PR #42, opened 2016-12-28
Feature/pause exams in session

jeffjohnson9046:
Add endpoint to pause all `Exam`s that belong to a specified `Session`.  In the event there are no `Exam`s to pause, the endpoint will return successfully.

### DIFF
--- a/service/src/main/java/tds/exam/repositories/impl/ExamQueryRepositoryImpl.java
+++ b/service/src/main/java/tds/exam/repositories/impl/ExamQueryRepositoryImpl.java
@@ -15,6 +15,7 @@ import java.util.HashMap;
 import java.util.List;
 import java.util.Map;
 import java.util.Optional;
+import java.util.Set;
 import java.util.UUID;
 
 import tds.common.data.mapping.ResultSetMapperUtility;
@@ -178,6 +179,68 @@ public class ExamQueryRepositoryImpl implements ExamQueryRepository {
         }
 
         return examOptional;
+    }
+
+    @Override
+    public List<Exam> findAllExamsInSessionWithStatus(UUID sessionId, Set<String> statusSet) {
+        final SqlParameterSource parameters = new MapSqlParameterSource("sessionId", UuidAdapter.getBytesFromUUID(sessionId))
+            .addValue("statusSet", statusSet);
+
+        final String SQL =
+            "SELECT \n" +
+                "e.id, \n" +
+                "e.session_id, \n" +
+                "ee.browser_id, \n" +
+                "e.assessment_id, \n" +
+                "e.student_id, \n" +
+                "e.client_name, \n" +
+                "e.environment, \n" +
+                "e.subject, \n" +
+                "e.login_ssid, \n" +
+                "e.student_name, \n" +
+                "e.date_joined, \n" +
+                "e.assessment_key,\n" +
+                "e.assessment_window_id, \n" +
+                "e.assessment_algorithm, \n" +
+                "e.segmented, \n" +
+                "ee.attempts, \n" +
+                "ee.status, \n" +
+                "ee.status_change_date, \n" +
+                "ee.max_items, \n" +
+                "ee.expire_from, \n" +
+                "ee.language_code, \n" +
+                "ee.status_change_reason, \n" +
+                "ee.date_deleted, \n" +
+                "ee.date_changed, \n" +
+                "ee.date_completed, \n" +
+                "ee.date_started,    \n" +
+                "ee.date_scored, \n" +
+                "ee.abnormal_starts, \n" +
+                "ee.waiting_for_segment_approval, \n" +
+                "ee.current_segment_position, \n" +
+                "e.created_at, \n" +
+                "esc.description, \n" +
+                "esc.status, \n" +
+                "esc.stage\n" +
+                "FROM exam.exam e \n" +
+                "JOIN ( \n" +
+                "   SELECT \n" +
+                "       exam_id, \n" +
+                "       MAX(id) AS id \n" +
+                "   FROM \n" +
+                "       exam.exam_event \n" +
+                "   GROUP BY exam_id \n" +
+                ") last_event \n" +
+                "  ON e.id = last_event.exam_id \n" +
+                "JOIN exam.exam_event ee \n" +
+                "  ON last_event.exam_id = ee.exam_id AND \n" +
+                "     last_event.id = ee.id\n" +
+                "JOIN exam.exam_status_codes esc \n" +
+                "  ON esc.status = ee.status \n" +
+                "WHERE e.session_id = :sessionId \n" +
+                "AND ee.status IN (:statusSet)";
+
+        return jdbcTemplate.query(SQL, parameters, new ExamRowMapper());
     }
 
     @Override
--- a/service/src/main/java/tds/exam/repositories/impl/ExamQueryRepositoryImpl.java
+++ b/service/src/main/java/tds/exam/repositories/impl/ExamQueryRepositoryImpl.java
@@ -31,6 +31,40 @@ import static tds.common.data.mapping.ResultSetMapperUtility.mapTimestampToJodaI
 @Repository
 public class ExamQueryRepositoryImpl implements ExamQueryRepository {
     private final NamedParameterJdbcTemplate jdbcTemplate;
+    private final String EXAM_QUERY_COLUMN_LIST = "e.id, \n" +
+        "e.session_id, \n" +
+        "ee.browser_id, \n" +
+        "e.assessment_id, \n" +
+        "e.student_id, \n" +
+        "e.client_name, \n" +
+        "e.environment,\n" +
+        "e.subject, \n" +
+        "e.login_ssid,\n" +
+        "e.student_name,\n" +
+        "e.date_joined, \n" +
+        "e.assessment_key, \n" +
+        "e.assessment_window_id, \n" +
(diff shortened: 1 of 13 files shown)


service/src/test/java/tds/exam/repositories/impl/ExamQueryRepositoryImplIntegrationTests.java
```diff
@@ -102,15 +143,15 @@ public void shouldNotReturnLatestExamWithNonNullDeletedDate() {
     @Test
     public void shouldReturnEmptyListOfAbilities() {
         List<Ability> noAbilities = examQueryRepository.findAbilities(UUID.fromString("12345678-d1d2-4c24-805c-0dfdb45a0999"),
-                "otherclient", "ELA", 9999L);
+            "otherclient", "ELA", 9999L);
```
jeffjohnson9046: Only a formatting change.

service/src/test/java/tds/exam/repositories/impl/ExamQueryRepositoryImplIntegrationTests.java
```diff
@@ -102,15 +143,15 @@ public void shouldNotReturnLatestExamWithNonNullDeletedDate() {
...
         assertThat(noAbilities).isEmpty();
     }
 
     @Test
     public void shouldReturnSingleAbility() {
         UUID examId = UUID.randomUUID();
         List<Ability> oneAbility = examQueryRepository.findAbilities(examId,
-                "clientName", "ELA", 9999L);
+            "clientName", "ELA", 9999L);
```
jeffjohnson9046: Only a formatting change.

service/src/test/java/tds/exam/repositories/impl/ExamQueryRepositoryImplIntegrationTests.java
```diff
@@ -129,8 +188,8 @@ private void insertExamScoresData() {
 
         final String SQL =
             "INSERT INTO" +
-            "   exam_scores (exam_id, measure_label, value, measure_of, use_for_ability) " +
-            "VALUES(:examId, :measureLabel, :value, :measureOf, :useForAbility)";
+                "   exam_scores (exam_id, measure_label, value, measure_of, use_for_ability) " +
```
jeffjohnson9046: Only a formatting change.

service/src/main/java/tds/exam/services/impl/ExamServiceImpl.java
```diff
@@ -263,6 +264,26 @@ public ExamServiceImpl(ExamQueryRepository examQueryRepository,
     }
 
     @Override
+    public void pauseAllExamsInSession(UUID sessionId) {
+        List<Exam> examsInSession = examQueryRepository.findAllExamsInSessionWithStatus(sessionId,
+            statusesThatCanTransitionToPaused);
+
+        if (examsInSession.size() == 0) {
```
jtreuting: `isEmpty()` feels cleaner and in some cases is more performant

service/src/main/java/tds/exam/services/impl/ExamServiceImpl.java
```diff
@@ -263,6 +264,26 @@ public ExamServiceImpl(ExamQueryRepository examQueryRepository,
...
+
+        ExamStatusCode pausedStatus = new ExamStatusCode(ExamStatusCode.STATUS_PAUSED, ExamStatusStage.INACTIVE);
+        List<Exam> pausedExams = examsInSession.stream()
+            .map(e -> new Exam.Builder().fromExam(e)
+                .withStatus(pausedStatus, org.joda.time.Instant.now())
+                .withStatusChangeReason("paused by session")
+                .build())
+            .collect(Collectors.toList());
+
+        examCommandRepository.update(pausedExams);
```
jtreuting: I know I've seen this pattern of querying, changing some properties on the items, and then saving.  I just had a thought.  It would be more performant to have a command repository method like `updateExamsInSession()` and then it could do a single SQL statement like `INSERT INTO exam_event (....) SELECT col1, col2, ... FROM ...` etc, etc.

Thoughts?

jeffjohnson9046: The more think about this suggestion, the more I like it.  The only thing I can think of is that _maybe_ the table or part of the table might be locked up while the `INSERT... SELECT` runs, which could cause some contention.  However, I'm not an expert on how MySQL does it's locking/transaction management, so this could very well be a non-issue.

service/src/main/java/tds/exam/repositories/impl/ExamQueryRepositoryImpl.java
```diff
@@ -181,6 +182,68 @@ public ExamQueryRepositoryImpl(@Qualifier("queryJdbcTemplate") NamedParameterJdb
...
+                "   FROM \n" +
+                "       exam.exam_event \n" +
+                "   GROUP BY exam_id \n" +
+                ") last_event \n" +
+                "  ON e.id = last_event.exam_id \n" +
+                "JOIN exam.exam_event ee \n" +
+                "  ON last_event.exam_id = ee.exam_id AND \n" +
+                "     last_event.id = ee.id\n" +
+                "JOIN exam.exam_status_codes esc \n" +
+                "  ON esc.status = ee.status \n" +
```
millerts: This part of the query is similar in multiple methods.  I struggle with this a bit myself; it easier to follow when looking a the query, but we have to modify `n` queries any time we add a column.

service/src/test/java/tds/exam/repositories/impl/ExamCommandRepositoryImplIntegrationTests.java
```diff
@@ -108,4 +110,66 @@ public void shouldUpdateAnExam() {
...
+
+        exams.forEach(e -> examCommandRepository.insert(e));
+
+        List<Exam> examsWithChanges = new ArrayList<>();
+        examsWithChanges.add(new Exam.Builder().fromExam(mockFirstExam)
+            .withStatus(new ExamStatusCode(ExamStatusCode.STATUS_APPROVED, ExamStatusStage.IN_USE), Instant.now().plus(50000))
+            .withStatusChangeReason("unit test")
+            .withAttempts(500)
+            .build());
+        examsWithChanges.add(new Exam.Builder().fromExam(mockSecondExam)
```
millerts: Is there a benefit to updating 3 vs 2?  If not, I suggest doing the minimum

service/src/test/java/tds/exam/repositories/impl/ExamQueryRepositoryImplIntegrationTests.java
```diff
@@ -120,6 +161,24 @@ public void shouldReturnSingleAbility() {
         assertThat(myAbility.getDateScored()).isLessThan(java.time.Instant.now());
     }
 
+    @Test
+    public void shouldGetAllExamsInASession() {
+        List<Exam> exams = examQueryRepository.findAllExamsInSessionWithStatus(mockSessionId, statusesThatCanTransitionToPaused);
+
+        assertThat(exams).hasSize(3);
+        assertThat(exams.stream().filter(exam -> exam.getStatus().getStatus().equals(ExamStatusCode.STATUS_PENDING)).findAny()).isPresent();
```
millerts: Suggest removing the assertions 169-172 and replacing it with `assertThat(exams).containsOnly(examsInSession))`.  I would either make the examsInSession a instance level variable in the test or have each of these methods call a private method returning the set.

service/src/test/java/tds/exam/web/endpoints/ExamControllerIntegrationTests.java
```diff
@@ -97,4 +100,28 @@ public void shouldReturnAnErrorWhenAttemptingToPauseAnExamInAnInvalidTransitionS
...
+
+        http.perform(put(new URI(String.format("/exam/pause/%s", sessionId)))
+            .contentType(MediaType.APPLICATION_JSON))
+            .andExpect(status().isNoContent());
+
+        verify(mockExamService).pauseAllExamsInSession(sessionId);
+    }
+
+    @Test
+    public void shouldReturn500WhenAnExceptionIsThrownWhilePausingExamsInASession() throws Exception {
```
millerts: This should be removed.  This is testing that the Session application leverages the `ExceptionAdvice` and doesn't rely on any logic specific to pausing a session.

service/src/test/java/tds/exam/web/endpoints/ExamControllerTest.java
```diff
@@ -219,4 +222,24 @@ public void shouldNotPauseAnExam() {
...
+    public void shouldPauseAllExamsInASession() {
+        UUID sessionId = UUID.randomUUID();
+        doNothing().when(mockExamService).pauseAllExamsInSession(sessionId);
+
+        controller.pauseExamsInSession(sessionId);
+
+        verify(mockExamService).pauseAllExamsInSession(sessionId);
+    }
+
+    @Test(expected = SQLException.class)
```
millerts: This test should also be removed.  It only verifies that your mock is called and that it throws.  `shouldPauseAllExamsInASession` is sufficient coverage.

## Activity
If a line of the listing above contains "ResultSetMapperUtility", pick it out and copy it.

## Task output
 import tds.common.data.mapping.ResultSetMapperUtility;
@@ -31,6 +31,40 @@ import static tds.common.data.mapping.ResultSetMapperUtility.mapTimestampToJodaI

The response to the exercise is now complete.